Open LeKiet258 opened 1 year ago
Hi @LeKiet258 ! Thank you for your focus. Ground truth is not needed for inference, however, you might need to process your own data following instructions here. You can directly leave gt value as 0 if you don't have them. If you want to run inference with visualization, you can also refer to mmhuman3d, which support smoothnet.
Thanks for your fast reply! MMHuman3d currently doesn't support my model of choice yet, which is HybrIK, so I have to respectively clone HybrIK to produce the output and then run SmoothNet on this output, hence my question. As for the gt value set to 0, did you mean by setting the pose
and shape
parameters ? (in my case, I use SMPL body representation)
In this repo, we have not provide inference pipeline. So you can use the evaluation pipeline for testing. Due to the evaluation process need ground truth to calculate metrics, we recommend to add groundtruth in data processing. However, for the reason that you only need the inference part, you can set the ground truth value to any random value (e.g., 0). But you may still need to modify the code to obtain the smoothed output pose from the whole pipeline.

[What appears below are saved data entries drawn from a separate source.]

PR #7001, opened 2026-07-27
Copier: add Symlink() for creating symlinks with inline target

### LINKED ISSUE #6802: Implement `Op_File.Actions.FileAction_Symlink`
Tackles the `Op_File.Actions.FileAction_Symlink` item from #6732 

- Add `copier.Symlink()`, possibly just creating an in-memory buffer and feeding it to `copier.Put()`
- Add unit test to the copier package

ajoshua2004:
#### What type of PR is this?

> /kind feature

Adds `copier.Symlink()` function and `SymlinkOptions` struct to the copier package.
  The function creates a symlink by building an in-memory tar archive with a single
  symlink entry and passing it to `copier.Put()`, following the same pattern as
  `copier.Mkfile()`.

#### How to verify it
`go test -v -run TestSymlinkNoChroot ./copier/ -v`
`go test -v -run TestSymlinkChroot ./copier/ -v`

Closes #6802
Part of #6732 

```release-note
copier: add Symlink() for creating symlinks with inline target
```

### DIFF
--- a/copier/copier_unix_test.go
+++ b/copier/copier_unix_test.go
@@ -189,3 +189,13 @@ func TestPutCreateDestPathChroot(t *testing.T) {
 	defer func() { canChroot = couldChroot }()
 	testPutCreateDestPath(t)
 }
+
+func TestSymlinkChroot(t *testing.T) {
+	if uid != 0 {
+		t.Skip("chroot() requires root privileges, skipping")
+	}
+	couldChroot := canChroot
+	canChroot = true
+	testSymlink(t)
+	canChroot = couldChroot
+}
--- a/copier/copier.go
+++ b/copier/copier.go
@@ -612,6 +612,54 @@ func Remove(root string, item string, options RemoveOptions) error {
 	return nil
 }
 
+// SymlinkOptions controls parts of Symlink()'s behavior.
+type SymlinkOptions struct {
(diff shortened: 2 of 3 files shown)


copier/copier_unix_test.go
```diff
@@ -189,3 +189,10 @@ func TestPutCreateDestPathChroot(t *testing.T) {
 	defer func() { canChroot = couldChroot }()
 	testPutCreateDestPath(t)
 }
+
+func TestSymlinkChroot(t *testing.T) {
+	couldChroot := canChroot
+	canChroot = true
+	testSymlink(t)
+	canChroot = couldChroot
+}
```
simonbrauner, line 201: Shouldn't there be the skip for non-root users?

```go
if uid != 0 {
	t.Skip("chroot() requires root privileges, skipping")
}
```

Because if I'm not mistaken, `chroot` would return `false, nil` here https://github.com/podman-container-tools/buildah/blob/dda8e65e8462d3ef22a1d224bb4a0613e6f0e1c2/copier/syscall_unix.go#L29 so the test would silently test the nonChroot behavior.

ajoshua2004: Yeah I forgot to add the uid check to the test but I just added it

nalind (approved):
LGTM

TomSweeneyRedHat (commented):
LGTM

@LeKiet258 Could you share your repo? I am also trying SmoothNet with HybrIK without success.
@juxuan27 a inference pipeline is very useful for people to try your work. Please consider adding one
Hi @nick008a ,
Thanks for the kind suggestion! We will add it in March.

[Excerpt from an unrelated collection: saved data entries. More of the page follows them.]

PR #7007, opened 2026-07-28
Add context-aware versions of several functions and some methods

nalind:
#### What type of PR is this?

/kind other

Introduce versions of a number of functions and some methods which take a context.Context, to least try to provide proper cancellation support.

When copier.Get() returns an error, also write a non-NUL string after whatever it's already written, so that a tar.Reader that reads what it output will also flag the malformed header with an unexpected error.

In the CLI, pass our default global context down in places where we didn't before, connect it to an experimental timeout flag, and have it cancel on `os.Interrupt` signals, too.

#### How to verify it

New/updated unit tests!

None

```release-note
None
```

### DIFF
--- a/cmd/buildah/common.go
+++ b/cmd/buildah/common.go
@@ -5,6 +5,8 @@ import (
 	"errors"
 	"fmt"
 	"os"
+	"os/signal"
+	"sync"
 
 	"github.com/spf13/cobra"
 	"github.com/spf13/pflag"
@@ -157,10 +159,30 @@ func openImage(ctx context.Context, sc *types.SystemContext, store storage.Store
 	return builder, nil
 }
 
-// getContext returns a context.TODO
+// getContext returns a context that may have a timeout, and which cancels if
+// it receives os.Interrupt
 func getContext() context.Context {
-	return context.TODO()
+	ctx, _ := getContextWithCancel()
+	return ctx
 }
+
+func getContextCancel() context.CancelFunc {
+	_, cancel := getContextWithCancel()
+	return cancel
+}
+
+var getContextWithCancel = sync.OnceValues(func() (context.Context, context.CancelFunc) {
+	var ctx context.Context
+	var cancel1, cancel2 func()
+	if rootCmd.PersistentFlags().Changed("experimental-timeout") {
+		ctx, cancel1 = context.WithTimeout(context.Background(), globalFlagResults.ExperimentalTimeout)
+	} else {
+		ctx = context.Background()
+		cancel1 = func() {}
+	}
+	ctx, cancel2 = signal.NotifyContext(ctx, os.Interrupt)
+	return ctx, func() { cancel1(); cancel2() }
+})
 
 func getUserFlags() pflag.FlagSet {
 	fs := pflag.FlagSet{}
--- a/cmd/buildah/main.go
+++ b/cmd/buildah/main.go
@@ -9,6 +9,7 @@ import (
 	"runtime/pprof"
 	"strings"
 	"syscall"
+	"time"
 
 	ispecs "github.com/opencontainers/image-spec/specs-go"
 	rspecs "github.com/opencontainers/runtime-spec/specs-go"
@@ -58,6 +59,7 @@ type globalFlags struct {
 	MemoryProfile              string
 	UserShortNameAliasConfPath string
 	CgroupManager              string
+	ExperimentalTimeout        time.Duration
 }
 
 var rootCmd = &cobra.Command{
@@ -107,6 +109,7 @@ func mainInit() {
 	rootCmd.CompletionOptions.HiddenDefaultCmd = true
 	// rootCmd.TraverseChildren = true
 	rootCmd.Version = fmt.Sprintf("%s (image-spec %s, runtime-spec %s)", define.Version, ispecs.Version, rspecs.Version)
+	rootCmd.PersistentFlags().DurationVar(&globalFlagResults.ExperimentalTimeout, "experimental-timeout", 0, "global timeout") // maybe rename this at some point?
 	rootCmd.PersistentFlags().BoolVar(&globalFlagResults.Debug, "debug", false, "print debugging information")
 	// TODO Need to allow for environment variable
 	rootCmd.PersistentFlags().StringVar(&globalFlagResults.RegistriesConf, "registries-conf", "", "path to registries.conf file (not usually used)")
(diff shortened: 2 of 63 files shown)


cmd/buildah/common.go
```diff
@@ -157,9 +159,31 @@ func openImage(ctx context.Context, sc *types.SystemContext, store storage.Store
...
+	return ctx
+}
+
+func getContextCancel() context.CancelFunc {
+	_, cancel := getContextWithCancel()
+	return cancel
+}
+
+func getContextWithCancel() (context.Context, context.CancelFunc) {
+	return sync.OnceValues(func() (context.Context, context.CancelFunc) {
```
Luap99: This cannot work can it? Calling sync.OnceValues every single time means you get a new context every single time.
sync.OnceValues must either be assigned to a global variable here 
```
var getContextWithCancel =  sync.OnceValues(func() (context.Context, context.CancelFunc) {...
```

cmd/buildah/main.go
```diff
@@ -293,7 +299,9 @@ func main() {
 	// Hard code TMPDIR functions to use $TMPDIR or /var/tmp
 	os.Setenv("TMPDIR", parse.GetTempDir())
 
-	if err := rootCmd.Execute(); err != nil {
+	err := rootCmd.Execute()
```
Luap99, line 302: FWIW there is ExecuteContext though which sets the ctx field for the cmd though I guess that is not used anywhere so it does not matter really.

internal/ctxreader/ctxreader_test.go
```diff
@@ -0,0 +1,23 @@
...
+)
+
+func TestNewCancelableReader(t *testing.T) {
+	var b bytes.Buffer
+	for range 1024 {
+		b.Write(make([]byte, 1024))
+	}
+	ctx, cancel := context.WithTimeout(t.Context(), 1*time.Nanosecond)
+	defer cancel()
+	time.Sleep(1 * time.Millisecond)
```
Luap99: you can avoid the sleep, just call cancel() without defer which should be enough

Luap99 (commented):
ack, thanks. I have not looked at all the API changes but I think the context creation is with oncevalue is broken like that

cmd/buildah/common.go
nalind: Oof, yeah, that would've been too easy to keep self-contained.  Reworking it.

internal/ctxreader/ctxreader_test.go
nalind: Changed it.

vtushar06:
@Luap99 once this lands and gets vendored I can check whether the prune --build flake in podman#28868 stops showing..

cmd/buildah/main.go
nalind: I think trying to pass the context to ExecuteContext() would create an order of initialization problem - the one we initialize is affected by the CLI flags, and they haven't been parsed yet at that point.

Luap99: I guess you are right, however having the sync.Once makes it very easy to have this being called anywhere before that as well and then not noticing the flag takes no effect. But I guess that should be possible to catch with tests?

nalind: Yes!  It turns out that called for more checking for cancellation at various places, but I added a test for at least one of them.

nalind:
Rebased and fixed some warnings that the "usestdlibvars" linter would warn about.

Luap99 (approved):
LGTM

nalind:
Reordered a couple of the commits to trigger CI.

nalind:
Rewrote godoc to make it clearer that the non-Context() versions of functions and methods that now have a Context() counterpart are wrappers, have them use context.TODO() instead of context.Background(), and tell "go fix" to inline them to make it easier to spot where code that vendors us could benefit from switching to the newer variations.  That last part is flagged by the "gocheckcompilerdirectives" linter, so I've disabled it and left a comment next to the version in the Makefile so that, hopefully, we'll be able to re-enable that when we update to a newer version of the linter.
Updated a couple of call sites that I'd missed without its help.

Luap99 (approved):
LGTM (still)

@Honny1 @TomSweeneyRedHat PTAL

Honny1 (approved):
LGTM

nalind:
Rebasing, updating the note about re-enabling "gocheckcompilerdirectives", because it looks like golangci-lint 2.13 accepts the "//go:fix" directives being introduced here.  Also added smaller patches to correct things that v2.13.1 flags.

@ailingzengzzz thank you for the reply!! Would be even better if it can be used something like HybrIK
@nick008a I haven't successfully combined HybrIK with SmoothNet yet, so I changed HybrIK with another model in order to run. Sorry :(
@LeKiet258 @nick008a @ailingzengzzz I have a simillar question, from the code provided on 2d, the dataset preparing for evaluation actually used a middle postiion data as normalization reference: https://github.com/cure-lab/SmoothNet/blob/be3f9ce43399aa7c6c3c5400f2d5fdcfd958cfc4/lib/dataset/h36m_dataset.py#L164
how to do that in realtime situation say I have 16 length only? And noticed it normalized with a Magic number H36M_IMageshape which is 1000, but when keypoints detected on arbitary videos, the image shapes can be various, does it matter or not?
Hi @lucasjinreal ,
I'm sorry for the late reply. I check this version and find I did not present the general normalization. Here you can use the following functions to normalize with arbitrary videos and input the normalized keypoint positions into SmoothNet, and then denormalize the smoothed keypoints into the image coordinate.

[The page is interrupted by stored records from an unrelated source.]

PR #7008, opened 2026-07-28
Add more flags to test helpers

nalind:
#### What type of PR is this?

/kind other

* Add a hidden "--blob-info-cache-dir" flag to our `add`, `build`, `copy`, `commit`, `from`, `pull`, and `push` commands.
* Panic if we can't hide the "--cdi-config-dir" flag for `run`, like we do for the rest of the flags that we hide.
* Correct the panicking message when we fail to hide the "--blob-cache" flag for `from` and `build`.
* Add CLI flags to the "copy" and "imgtype" helpers for setting the location of registry certificates and credentials, and a "--dest-force-compression-format" flag to catch up with the main binary.
* Use imgtype instead of pulling and running a skopeo image to inspect an image after pushing it to a test registry.

#### How to verify it

Updated integration test!

None

```release-note
None
```

### DIFF
--- a/cmd/buildah/addcopy.go
+++ b/cmd/buildah/addcopy.go
@@ -30,6 +30,7 @@ type addCopyResults struct {
 	contextdir         string
 	from               string
 	blobCache          string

def normalize_screen_coordinates(X, w, h):
# Normalize so that [0, w] is mapped to [-1, 1], while preserving the aspect ratio
if X.shape[-1] == 3: #input 3d pose
X_norm = X[..., :2]
X_norm = X_norm / w * 2 - [1, h / w]
X_out = np.concatenate((X_norm, X[..., 2:3] / 1000), -1)
else:
assert X.shape[-1] == 2
X_out = X / w * 2 - [1, h / w]
return X_out
def image_coordinates(X, w, h):
# Reverse camera frame normalization
if X.shape[-1] == 3: #input 3d pose
X_norm = X[..., :2]
X_norm[..., :1] = (X_norm[..., :1] + 1) * w / 2
X_norm[..., 1:2] = (X_norm[..., 1:2] + h / w) * w / 2
X_out = torch.cat([X_norm, X[..., 2:3] * 1000], -1)
else:
assert X.shape[-1] == 2
X_out = (X + [1, h / w]) * w / 2
return X_out
May I ask what method you used?
Hi, I want to run SmoothNet on an arbitary video, but it seems like a ground truth for that video is required even for the inference phase, right?